[Stored items]

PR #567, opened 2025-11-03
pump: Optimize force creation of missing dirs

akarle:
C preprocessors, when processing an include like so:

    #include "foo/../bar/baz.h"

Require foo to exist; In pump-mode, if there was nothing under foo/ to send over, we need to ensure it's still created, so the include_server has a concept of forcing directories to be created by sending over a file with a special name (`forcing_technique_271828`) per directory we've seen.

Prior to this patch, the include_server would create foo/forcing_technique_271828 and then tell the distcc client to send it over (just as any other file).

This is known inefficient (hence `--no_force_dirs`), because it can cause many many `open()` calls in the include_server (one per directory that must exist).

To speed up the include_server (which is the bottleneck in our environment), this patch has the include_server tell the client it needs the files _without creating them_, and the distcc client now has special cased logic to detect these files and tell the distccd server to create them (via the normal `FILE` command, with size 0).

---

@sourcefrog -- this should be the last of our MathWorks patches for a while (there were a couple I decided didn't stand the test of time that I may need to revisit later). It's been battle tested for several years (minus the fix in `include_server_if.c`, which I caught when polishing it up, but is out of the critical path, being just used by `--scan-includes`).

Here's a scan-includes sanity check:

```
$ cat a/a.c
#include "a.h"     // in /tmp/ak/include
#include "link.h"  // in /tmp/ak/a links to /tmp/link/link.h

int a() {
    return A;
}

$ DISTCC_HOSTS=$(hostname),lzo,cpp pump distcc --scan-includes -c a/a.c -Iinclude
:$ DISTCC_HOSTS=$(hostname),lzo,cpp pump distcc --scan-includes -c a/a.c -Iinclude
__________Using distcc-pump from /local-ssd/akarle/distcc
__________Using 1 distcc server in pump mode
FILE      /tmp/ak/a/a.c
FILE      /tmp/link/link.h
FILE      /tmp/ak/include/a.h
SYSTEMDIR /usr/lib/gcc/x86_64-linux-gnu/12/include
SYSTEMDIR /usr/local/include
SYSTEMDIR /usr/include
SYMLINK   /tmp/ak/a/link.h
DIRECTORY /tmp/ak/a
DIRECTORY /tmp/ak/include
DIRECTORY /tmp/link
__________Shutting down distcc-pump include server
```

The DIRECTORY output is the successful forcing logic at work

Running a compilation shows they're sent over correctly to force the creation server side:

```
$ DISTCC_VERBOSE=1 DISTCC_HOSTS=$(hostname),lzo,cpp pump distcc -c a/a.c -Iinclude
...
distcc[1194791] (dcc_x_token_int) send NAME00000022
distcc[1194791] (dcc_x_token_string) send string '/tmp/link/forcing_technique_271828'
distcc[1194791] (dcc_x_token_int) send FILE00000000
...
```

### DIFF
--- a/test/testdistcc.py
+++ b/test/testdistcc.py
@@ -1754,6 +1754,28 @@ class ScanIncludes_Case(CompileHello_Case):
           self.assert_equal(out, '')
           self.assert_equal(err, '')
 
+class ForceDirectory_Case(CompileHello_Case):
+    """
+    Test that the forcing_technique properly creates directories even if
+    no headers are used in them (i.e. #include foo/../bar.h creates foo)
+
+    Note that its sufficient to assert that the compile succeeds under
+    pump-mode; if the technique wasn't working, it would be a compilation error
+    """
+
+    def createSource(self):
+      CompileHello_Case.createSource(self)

...

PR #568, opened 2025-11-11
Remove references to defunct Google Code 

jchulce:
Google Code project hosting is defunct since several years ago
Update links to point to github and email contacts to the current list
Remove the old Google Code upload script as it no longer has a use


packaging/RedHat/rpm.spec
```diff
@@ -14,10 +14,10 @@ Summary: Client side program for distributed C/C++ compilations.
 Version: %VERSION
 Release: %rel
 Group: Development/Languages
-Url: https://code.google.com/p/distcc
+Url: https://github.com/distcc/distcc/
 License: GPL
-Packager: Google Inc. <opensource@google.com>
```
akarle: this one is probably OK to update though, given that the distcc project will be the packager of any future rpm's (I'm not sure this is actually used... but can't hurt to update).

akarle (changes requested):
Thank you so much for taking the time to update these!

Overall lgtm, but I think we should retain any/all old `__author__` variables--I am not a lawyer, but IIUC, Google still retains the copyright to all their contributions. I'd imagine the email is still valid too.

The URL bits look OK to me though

* * *

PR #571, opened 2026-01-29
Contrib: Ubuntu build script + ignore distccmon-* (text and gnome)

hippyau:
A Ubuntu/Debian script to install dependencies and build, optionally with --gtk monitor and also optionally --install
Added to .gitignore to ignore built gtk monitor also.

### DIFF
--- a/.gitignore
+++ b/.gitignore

**What you are asked to do:** Tally every line of the data that holds the word "gitignore" and write the count alone.

**Solution to the exercise:** 3